Instructions for the task: Give again, exactly, every line of the entries below from the one that has "This PR will" to the last.

Stored items from a collection:
• • • • •

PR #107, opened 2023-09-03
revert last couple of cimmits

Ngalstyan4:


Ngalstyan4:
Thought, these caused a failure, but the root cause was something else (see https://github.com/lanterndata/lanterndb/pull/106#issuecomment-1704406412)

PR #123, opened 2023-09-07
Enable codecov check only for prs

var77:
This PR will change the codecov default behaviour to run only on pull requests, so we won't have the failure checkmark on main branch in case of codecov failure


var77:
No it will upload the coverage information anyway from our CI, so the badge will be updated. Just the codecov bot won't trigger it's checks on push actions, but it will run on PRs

• • • • •

Task result:
This PR will change the codecov default behaviour to run only on pull requests, so we won't have the failure checkmark on main branch in case of codecov failure


var77:
No it will upload the coverage information anyway from our CI, so the badge will be updated. Just the codecov bot won't trigger it's checks on push actions, but it will run on PRs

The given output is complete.